International Journal of Computer Applications |
Foundation of Computer Science (FCS), NY, USA |
Volume 176 - Number 39 |
Year of Publication: 2020 |
Authors: Oluwafemi Oriola |
10.5120/ijca2020920503 |
Oluwafemi Oriola . Exploring N-gram, Word Embedding and Topic Models for Content-based Fake News Detection in FakeNewsNet Evaluation. International Journal of Computer Applications. 176, 39 ( Jul 2020), 25-30. DOI=10.5120/ijca2020920503
FakeNewsNet is a repository of two novel datasets, PolitiFact and GossipCop, which are employed for evaluation of fake news detection techniques. Unlike other extensively studied benchmark fake news datasets, the FakeNewsNet datasets incorporate news content, social context, and dynamic information, which could be used to study fake news propagation, detection, and mitigation. Existing works on FakeNewsNet have focused on one-hot encoding, social contexts such as user-based models, and dynamic information such as news propagation model. However, n-gram, word embeddings, and topic models of news contents, which have been impressive in other contexts have not been explored. This paper therefore explores n-gram, word embeddings, and topic models of news contents for the evaluation of FakeNewsNet datasets. Unigram-based n-gram model, skip-gram word2vec-based word embeddings model and Latent Dirichlet Allocation-based topic model are extracted after preprocessing the datasets.

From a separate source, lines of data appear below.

PR #2849, opened 2022-02-28
Fix viewport columns for header and summary rows

amanmahajan7:
This is needed to tab into the grid. Currently the selected cell is rendered for the viewport rows but not for the header and summary rows

### DIFF
--- a/src/DataGrid.tsx
+++ b/src/DataGrid.tsx
@@ -977,6 +977,7 @@ function DataGrid<R, SR, K extends Key>(
   function getRowViewportColumns(rowIdx: number) {
     const selectedColumn = columns[selectedPosition.idx];
     if (
+      // idx can be -1 if grouping is enabled
       // eslint-disable-next-line @typescript-eslint/no-unnecessary-condition
       selectedColumn !== undefined &&
       selectedPosition.rowIdx === rowIdx &&
--- a/src/DataGrid.tsx
+++ b/src/DataGrid.tsx
@@ -974,6 +974,26 @@ function DataGrid<R, SR, K extends Key>(
     );
   }
 
+  function getRowViewportColumns(rowIdx: number) {
+    const selectedColumn = columns[selectedPosition.idx];
+    if (
+      // eslint-disable-next-line @typescript-eslint/no-unnecessary-condition
+      selectedColumn !== undefined &&
+      selectedPosition.rowIdx === rowIdx &&
+      !viewportColumns.includes(selectedColumn)
+    ) {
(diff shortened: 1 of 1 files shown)


src/DataGrid.tsx
```diff
@@ -974,6 +974,27 @@ function DataGrid<R, SR, K extends Key>(
...
   }
 
+  function getRowViewportColumns(rowIdx: number) {
+    const selectedColumn = columns[selectedPosition.idx];
+    if (
+      // idx can be -1 if grouping is enabled
+      // eslint-disable-next-line @typescript-eslint/no-unnecessary-condition
+      selectedColumn !== undefined &&
+      selectedPosition.rowIdx === rowIdx &&
+      !viewportColumns.includes(selectedColumn)
```
nstepien, line 984: Might be cheaper to just compare `selectedPosition.idx` with `colOverscanStartIdx`/`colOverscanEndIdx`/`lastFrozenColumnIndex`

src/DataGrid.tsx
```diff
@@ -974,6 +974,27 @@ function DataGrid<R, SR, K extends Key>(
     );
   }
 
+  function getRowViewportColumns(rowIdx: number) {
```
nstepien, line 977: Worth memoizing?

src/DataGrid.tsx
```diff
@@ -974,6 +974,27 @@ function DataGrid<R, SR, K extends Key>(
...
+    const selectedColumn = columns[selectedPosition.idx];
+    if (
+      // idx can be -1 if grouping is enabled
+      // eslint-disable-next-line @typescript-eslint/no-unnecessary-condition
+      selectedColumn !== undefined &&
+      selectedPosition.rowIdx === rowIdx &&
+      !viewportColumns.includes(selectedColumn)
+    ) {
+      // Add the selected column to viewport columns if the cell is not within the viewport
+      return selectedPosition.idx > viewportColumns[viewportColumns.length - 1].idx
```
nstepien, line 987:
```suggestion
      return selectedPosition.idx > colOverscanEndIdx
```

src/DataGrid.tsx
amanmahajan7: Probably not. It is only for the selected row and if the selected idx is not in the viewport

src/DataGrid.tsx
amanmahajan7: https://github.com/adazzle/react-data-grid/pull/2562#discussion_r689614421

nstepien (approved):

PR #3578, opened 2024-08-16
Migrate from rollup to rolldown

nstepien:
https://rolldown.rs/
https://www.npmjs.com/package/rolldown
https://github.com/rolldown/rolldown


nstepien:
@amanmahajan7 rolldown seems to work great now!
I'll open a few issues upstream first.

package.json
```diff
@@ -55,21 +55,14 @@
     "clsx": "^2.0.0"
   },
   "devDependencies": {
-    "@babel/core": "^7.26.0",
```
amanmahajan7, line 58: nice!

tsconfig.js.json
```diff
@@ -4,8 +4,9 @@
     "allowJs": true,
     "module": "NodeNext",
     "moduleResolution": "NodeNext",
+    "resolveJsonModule": true,
     "skipLibCheck": true
   },
-  "include": ["**/*.js", ".github/**/*.js"],
+  "include": ["**/*.js", ".github/**/*.js", "package.json"],
```
amanmahajan7, line 10: Why do we include `package.json`?

rolldown.config.js
```diff
@@ -0,0 +1,49 @@
...
+    cssEntryFileNames: 'styles.css',
+    format: 'cjs',
+    sourcemap: true
+  }
+];
+
+export default outputs.map((output) =>
+  defineConfig({
+    input: './src/index.ts',
+    output,
```
amanmahajan7, line 31: output cannot be an array?

amanmahajan7 (commented):
Is the bundle same as before?

tsconfig.js.json
nstepien: `rolldown.config.js` imports it, and we typecheck it (via `// @ts-check`), so the file must be included for typechecking to work correctly.
Otherwise:
```
File 'd:/repos/react-data-grid/package.json' is not listed within the file list of project 'd:/repos/react-data-grid/tsconfig.js.json'. Projects must list all files or use an 'include' pattern.
```

rolldown.config.js
nstepien: It couldn't before, it can be now. (https://github.com/rolldown/rolldown/issues/3200)

nstepien:
>Is the bundle same as before?

I've compared the bundle output after running prettier on the output files:
- no changes in CSS output
- we lost PURE annotations (https://github.com/rolldown/rolldown/issues/3201) in js files
- we lost `babel-plugin-optimize-clsx`
- otherwise I couldn't find any really meaningful differences, just some braces or formatting changes and other smaller stuff.

amanmahajan7 (approved):
Maybe we can manually optimize clsx calls. Not sure how much difference it makes in performance though

nstepien:
Probably not worth the effort.

Issue #3580, opened 2024-08-21
When clicking on the table header, onSelectedCellChange is called with row as undefined


Bartmr:
## Describe the bug 

When clicking on the table header that is not sortable, `onSelectedCellChange` is called with `row` set as `undefined`

## To Reproduce 

1. Click on a table header cell that is not sortable
2. log the arguments coming in `onSelectedCellChange`

Link to code example:

![Screenshot from 2024-08-21 11-29-44](https://github.com/user-attachments/assets/99b34953-454d-470a-8953-67156638e664)

```tsx
const columns: Column<Accountant>[] = [
    {
      key: "name",
      name: "Name",
      resizable: true,
      renderCell: (args) => {
        return args.row.name;
      },
    },
    {
      key: "email",
      name: "Email",
      resizable: true,

      renderCell: (args) => {
        return args.row.email;
      },
    },
  ];

return <ReactDataGrid
      className={`rdg-light`}
      rows={props.accountants}
      columns={columns}
      rowKeyGetter={(r) => r.id}
      onSelectedCellChange={(args) => {
        props.onAccountantSelect(args.row.id);
      }}
    />
```

## Expected behavior 

Either:
- don't call `onSelectedCellChange` when a table header is selected
- type `row` argument in `onSelectedCellChange` as possibly `undefined`

## Environment

- `react-data-grid` version: 7.0.0-beta.46
- `react`/`react-dom` version: 18

amanmahajan7:
Can you create a reproducible example?

amanmahajan7:
Closing due to lack of response.

PR #3584, opened 2024-08-22
Conditionally Include Row Data in `onSelectedCellChange` Callback

balaji-sivasakthi:
## Description
- updated the row type for `CellSelectArgs`
- conditionally include row data on the `onSelectedCellChange` callback

Ref #3580


amanmahajan7:
Thanks for the PR. This was fixed in https://github.com/adazzle/react-data-grid/pull/3641

PR #3593, opened 2024-09-05
Do not pass `isRowSelectionDisabled` prop to the div

amanmahajan7:
Fixes 

```
Warning: React does not recognize the `%s` prop on a DOM element. If you intentionally want it to appear in the DOM as a custom attribute, spell it as lowercase `%s` instead. If you accidentally passed it from a parent component, remove it from the DOM element.%s isRowSelectionDisabled isrowselectiondisabled 
```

The features are weighted by TFIDF to overcome the shortcomings of the individual models and analyzed using Logistic Regression. The evaluation of the models and their hybrids shows that n-gram model outperforms word embedding and topic models. Specifically, n-gram model records accuracy, precision, recall and F1-score of 0.80, 0.79, 0.78 and 0.79, respectively for PolitiFact and records 0.82, 0.75, 0.79 and 0.77, respectively for GossipCop. The comparison with benchmarks also shows that the performance of n-gram model is better.